BLT-Chef Andreas Büttiker auf der anderen Seite ist sichtlich bemüht, kein falsches Wort über die BVB zu verlieren. «Die Zusammenarbeit auf strategischer Ebene ist anspruchsvoller geworden. Mehr will ich dazu nicht sagen, das wäre kontraproduktiv.» Wer den Margarethenstich dereinst befahren darf, müsse jetzt die Politik entscheiden.
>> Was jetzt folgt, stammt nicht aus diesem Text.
PR #553, opened 2022-06-09
Pending relationships do not cause errors when destroying Importers

bkiahstroud:
# Summary 

Let Rails handle database table prefixes with its magic.

An Importer's `PendingRelationship`s (through `ImporterRun`) will no longer cause attempting to destroy the Importer to throw an error. Instead, the Importer's pending relationships will be destroyed alongside it automatically

### DIFF
--- a/app/models/bulkrax/importer_run.rb
+++ b/app/models/bulkrax/importer_run.rb
@@ -7,7 +7,7 @@ module Bulkrax
     has_many :pending_relationships, dependent: :destroy
 
     def parents
-      PendingRelationship.where(bulkrax_importer_run_id: id).pluck(:parent_id).uniq
+      pending_relationships.pluck(:parent_id).uniq
     end
   end
 end
--- a/app/models/bulkrax/importer_run.rb
+++ b/app/models/bulkrax/importer_run.rb
@@ -4,6 +4,7 @@ module Bulkrax
   class ImporterRun < ApplicationRecord
     belongs_to :importer
     has_many :statuses, as: :runnable, dependent: :destroy
+    has_many :pending_relationships, dependent: :destroy
 
     def parents
       PendingRelationship.where(bulkrax_importer_run_id: id).pluck(:parent_id).uniq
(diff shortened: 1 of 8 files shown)


bkiahstroud:
The failed "PR has required labels" CI check can be ignored in anticipation of [this PR](https://github.com/samvera-labs/bulkrax/pull/555)

app/models/bulkrax/importer_run.rb
```diff
@@ -4,9 +4,10 @@ module Bulkrax
   class ImporterRun < ApplicationRecord
     belongs_to :importer
     has_many :statuses, as: :runnable, dependent: :destroy
+    has_many :pending_relationships, dependent: :destroy
 
     def parents
-      PendingRelationship.where(bulkrax_importer_run_id: id).pluck(:parent_id).uniq
+      pending_relationships.pluck(:parent_id).uniq
```
alishaevn, line 10: will this not give us relationships unrelated to our current importer?

alishaevn: which could be problematic when the same work is imported on different importers. especially if the metadata is different. (I vaguely feel like this is a use case I've come up against)

bkiahstroud: Possibly? I'm not sure off the top of my head. Right now though, `PendingRelationship`s aren't associated directly with an importer, they're associated with the `ImporterRun`, so if anything the bug has been maintained by this change instead of introduced. I'm pretty sure that these two lines do the exact same thing (`PendingRelationship.where(bulkrax_importer_run_id: id) == pending_relationships`)

bkiahstroud: > will this not give us relationships unrelated to our current importer?

The more I think about this, the more confident I am that this isn't the case. The returned parent ids will only come from "this" imported run, which will only ever be associated with "this" importer

alishaevn: yeah, that's what I meant. the importer run is how it searches. which means you could have the same parent id across different importers. so you might want importer run 6, but end up with 2 because we're no longer adding that specificity right? unless I'm missing how `pending_relationships` is created?

alishaevn: we discussed the above over a call. 🙂

alishaevn (approved):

Kiosk Kannenfeldplatz soll nun doch bleiben

Dass ein anderes Regime bei den BVB herrscht, bekamen auch die Kioskbetreiber am Kannenfeldplatz zu spüren. In jahrelanger Arbeit hatte ein Ehepaar aus Sri Lanka eine Bruchbude in ein florie­rendes Geschäft verwandelt. Vor Kurzem erhielten Iyam­pillai Chandrakumarer und seine Frau Kalpana die Kündigung – obwohl das Transportunternehmen noch nicht weiss, was es mit dem denkmalgeschützten Tramhäuschen am Kannenfeldplatz machen will. Immerhin: Nach einem Bericht der TagesWoche und Reaktionen der Bevölkerung wollen die BVB den Entscheid nun rückgängig machen.

«Der Kiosk am Kannenfeldplatz soll bleiben, daran sind wir interessiert. Wir werden in den nächsten zwei Wochen ein Gespräch mit den Kioskbetreibern führen und eine Lösung suchen», erklärt Andrea Knellwolf, Head Public Affairs und Generalsekräterin des Verwaltungsrats.

Keine Lösung gibt es für den Verein Pro St. Johann, der sich für die «Wirtschaftsakteure in Grossbasel-West» einsetzt. Während rund zwei Jahrzehnten hatte der Verein für seine Mitglieder eine Vitrine der BVB an der Haltestelle St.-Johanns-Tor gemietet. Ende 2012 bekam Präsident Christoph Tanner Post vom Unternehmen. Die BVB wollten plötzlich 20 Prozent mehr Miete für das Schaufenster. Tanner sah sich aus finanziellen Gründen gezwungen, die Werbefläche aufzugeben. «Die Welt dreht deswegen nicht in eine andere Richtung. Elegant finde ich die Preiserhöhung der BVB aber trotzdem nicht, zumal sie an der Vitrine und der Station keinerlei Unterhalt gemacht haben», sagt Tanner.

Bis in die Königsklasse der europäischen Transportunternehmen haben die BVB noch einen weiten Weg vor sich. Wie lange es dauern kann, könnten die Verantwortlichen der BVB beim FC Basel in Erfahrung bringen: Vom Aufstieg aus der National­liga B bis zur ­ersten Qualifikation für die Champions League verstrichen acht Jahre.